_Work instruction:_ Report every line of the records beneath this task that holds the string "have".

Collected data
========

Issue #949, opened 2019-02-05
Change hover texts in masthead


leistnerova:
Hover text over bell icon is 'Messages' but drawer head contains 'Notifications'.
Hover text over user icon doesn't contain profile like in admin portal (e.g. admin X admin@internal-authz)
And refresh icon doesn't have any hover text.

![screenshot from 2019-02-05 09-48-33](https://user-images.githubusercontent.com/29575480/52262126-d6778380-292b-11e9-89b0-89ffe2e60614.png)

yodem:
@bond95 @sjd78 What do you think we should do? I mean, the problem is clear, but what is supposed to be the solution? To add hover text? And what text?

sgratch:
This issue is depended on issue #1095

yodem:
> This issue is depended on issue #1095

I solved it using patternfly 4 conventions as laura said

yodem:
> This issue is depended on issue #1095

So i'll wait for the merge of this issue and then i'll change the commit

PR #1086, opened 2019-08-12
Hover texts in masthead fixed and changed

yodem:
Fixes: #949

The texts on the masthead changed and designed like patternfly 4 tooltips.
admin_Hovering
Notifications_Hover
Refresh_Hovering

### DIFF
--- a/src/components/VmsPageHeader/UserMenu.js
+++ b/src/components/VmsPageHeader/UserMenu.js
@@ -1,6 +1,5 @@
 import React from 'react'
 import PropTypes from 'prop-types'
-
 import { connect } from 'react-redux'
 
 import { logout } from '_/actions'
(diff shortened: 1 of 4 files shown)


sjd78:
> I think the `OverlayTrigger` should directly wrap the `a` tag in each case to be consistent and make sure it doesn't stay there with About/Options dropdown menu.

Location of the Tooltips look good now.

> Generally looks good, but now we have a lot of cases where we using `Tooltip` with `OverlayTrigger`, what means a lot of similar code. So I think it will be better to create component with that code and use it instead.

@yodem - You can create a component like this, drop it in `src/components`, and use it as Bohdan suggests...
```jsx
const OverlayTooltip = ({ id, tooltip, placement = 'bottom', children, ...rest }) =>
  <OverlayTrigger
    overlay={
      <Tooltip id={id}>{tooltip}</Tooltip>
    }
    placement={placement}
    {...rest}
  >
    { children }
  </OverlayTrigger>
```

sgratch:
@yodem @lwrigh Regarding hover text over user icon: do we want it to include only "admin" or also the provider, as appears on webAdmin:
Screenshot from 2019-08-25 15-04-23

yodem:
> @yodem @lwrigh Regarding hover text over user icon: do we want it to include only "admin" or also the provider, as appears on webAdmin:
> Screenshot from 2019-08-25 15-04-23

I think that admin is enough, adding the provider make it more complex and I think its unnecessary.

yodem:
> > I think the `OverlayTrigger` should directly wrap the `a` tag in each case to be consistent and make sure it doesn't stay there with About/Options dropdown menu.
> 
> Location of the Tooltips look good now.
> 
> > Generally looks good, but now we have a lot of cases where we using `Tooltip` with `OverlayTrigger`, what means a lot of similar code. So I think it will be better to create component with that code and use it instead.
> 
> @yodem - You can create a component like this, drop it in `src/components`, and use it as Bohdan suggests...
> 
> ```js-jsx
> const OverlayTooltip = ({ id, tooltip, placement = 'bottom', children, ...rest }) =>
>   <OverlayTrigger
>     overlay={
>       <Tooltip id={id}>{tooltip}</Tooltip>
>     }
>     placement={placement}
>     {...rest}
>   >
>     { children }
>   </OverlayTrigger>
> ```

see #1098

lwrigh:
I would tend to agree with @yodem with just having "Admin" as the hover text. Having the provider also seems like overkill.

src/components/VmsPageHeader/UserMenu.js
```diff
@@ -13,9 +14,11 @@ const UserMenu = ({ config, onLogout }) => {
   const idPrefix = 'usermenu'
   return (
     <li className='dropdown'>
-      <a className='dropdown-toggle nav-item-iconic' href='#' data-toggle='dropdown' title={config.getIn(['user', 'name'])} id={`${idPrefix}-user`}>
-        <i className='pficon pficon-user' /><span className='caret' />
-      </a>
+      <OverlayTrigger overlay={<Tooltip>{config.getIn(['user', 'name'])}</Tooltip>} placement='bottom'>
```
sjd78: This should be updated to use `OverlayTooltip` like the others.

isaranova:
LGTM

========

_Written response:_
And refresh icon doesn't have any hover text.
> Generally looks good, but now we have a lot of cases where we using `Tooltip` with `OverlayTrigger`, what means a lot of similar code. So I think it will be better to create component with that code and use it instead.
> > Generally looks good, but now we have a lot of cases where we using `Tooltip` with `OverlayTrigger`, what means a lot of similar code. So I think it will be better to create component with that code and use it instead.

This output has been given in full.